Listen closely this time. They spiked the ball = same as incomplete pass. Ref rolls the clock after time keeper tried to rob them of 4 seconds. Clock is at 6 when ball is snapped then they have to kick all of the idiots off of the field as there is still one second, but clock showed zero, there should have been three seconds to where the rush never happened. All of the ewts are crying the refs were trying to throw the game...
*Here is where I am really confused--if this rivalry is little time for the ewts and they don't really care and Whitless is all fired up about it how they are past this, why then did the idiot fans rush the field not once, not twice, but three times? Can someone please reconcile this one for me? What justifies rushing the field? *


----------



## coyoteslayer

BTW I can't believe Riley's postgame remarks. He said, "I hate the Ute Defense because they knocked me to the ground so many times." He also said, "I hate the Utes, their fans and the entire school because last year Ute fans poured rootbeer on my family."

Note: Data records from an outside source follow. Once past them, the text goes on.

PR #995, opened 2026-07-07
LT-22570: Fix WS order mismatch after restoring a project

aror92:
Deserialization can produce different WS ordering in the currentWS and allWS lists.

After restoring Sena3 (and some other projects) from backup, the WS order no longer matches between Lexicon Edit and Format Writing Systems.

Previously, the working WS list was built from currentWS, with any unselected WS appended from allWS. This preserved the order shown in Lexicon Edit after a restore, but reordered unselected WS.

That behavior was later changed to build the working list from allWS so unselected WS would retain their original order. However, this reintroduced the WS ordering discrepancy after restoring from backup.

Even Prophet Thomas S Monson is a Ute fan.


----------



## Catherder

It's the next day and I'm still drained. Happy, relieved, and drained. My take FWIW.


1. The game felt like a rivalry game rerun a couple of times. We had Hall-Collie II (the "magic happens" catch?) and ended it with Kaneshiro II. (doink II) 

2. Cougarfan certainly can't complain about the officiating.

3. Both defenses are pretty dang good. Both defenses left it all out there last night.

4. There was just enough "Bad Riley" for the Utes to squeak it out. But the guy has a ton of heart and he almost willed his team back. A lesser personality (like Heaps?) might have just mailed it in for the 4th quarter. 

5. Both O-lines still have issues, but the U line improved enough over last week to offer hope for the future. 

6. Hays was a pleasant surprise. When it was announced that White wouldn't play, I thought we were toast, but Hays didn't turn the ball over and actually made plays in the passing game, unlike much of last year.

7. Cut the fans some slack about rushing the field. This happens all over the country, and it would be hard to find a stadium with more emotion in it than RES last night. I haven't see the call made like that in similar circumstances previously, but I guess it happened in an Oregon-Arizona game a few years ago.

8. I think the cougs will be fine. They may lay an egg Thursday in Boise (or come out inspired, I'm not sure), but I see them at least splitting the ND/GT road games and winning the rest. You guys should have a 10 win season.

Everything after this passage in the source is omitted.